The overconfidence shown by individuals and organisations about the quality of their strategic plan is a constant surprise. 

This strategy document, which usually has a multi-year time horizon, is used to justify a range of decisions and inflate the importance of the executive team or consultant responsible for creating it.

But the brutal reality is that good strategy is only good strategy with the benefit of hindsight. 

It is not until well after the timeline of the current plan has expired, that observers can look back and objectively make an assessment of its merits.

You can look back into the recent history and identify a key decision and say “that decision taken four years ago has proved to be pivotal” and then evaluate whether the outcome was positive or negative.

Unfortunately, we don’t have foresight. 

We can’t say our strategy is the right one – at least, not yet. The predictions for how the marketplace will develop and how your organisation will respond over the next few years are simply guesses; hopefully educated, informed and well-researched guesses, but guesses nevertheless. 

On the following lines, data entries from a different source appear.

PR #6798, opened 2023-08-07
fix(struct-column): make `ops.StructColumn` dshape depend on its input

cpcloud:
Fixes an incorrect modeling of the `StructColumn` operation dshape: it should depend on the dshape of the inputs.

### DIFF
--- a/ibis/expr/operations/structs.py
+++ b/ibis/expr/operations/structs.py
@@ -2,7 +2,6 @@ from __future__ import annotations
 
 from public import public
 
-import ibis.expr.datashape as ds
 import ibis.expr.datatypes as dt
 import ibis.expr.rules as rlz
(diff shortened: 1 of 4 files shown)


kszucs (approved):

ibis/expr/operations/structs.py
```diff
@@ -33,7 +32,7 @@ class StructColumn(Value):
     names: VarTuple[str]
     values: VarTuple[Value]
 
-    shape = ds.columnar
+    shape = rlz.shape_like("values")
```
kszucs, line 35: Could you please add a simple operations test for it under `ibis/expr/operations/test_structs.py`?

cpcloud: Done.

To pump-up the rhetoric and exaggerate the strength of your strategic plan does little for you or your strategy. In a rapidly changing world, the chances of your strategy being 100% accurate are small and it is likely to change dozens of times over its life.

One more small step in the next 24 hours

Adopt a more conservative position when describing your strategy. Emphasise the preparatory work that has gone into the document. What data has been sourced to support the initiatives? What research has been relied upon and what assumptions have been made? 

Discuss the approach that will be taken to implement each of the agreed actions and what contingencies are in place if there are shifts in the marketplace or if things don’t go to plan. 

The rigour of this work is what will give your stakeholders confidence in the direction that has been chosen, not a stirring speech on the quality of the document.

Similarly, challenge others who over-inflate their strategic plan. When they tell you they have a great strategy, simply say “Prove it”. They won’t be able to without the benefit of hindsight.

Ask yourself 

What impact could this action have on your leadership success?

How likely is it you could implement this action successfully?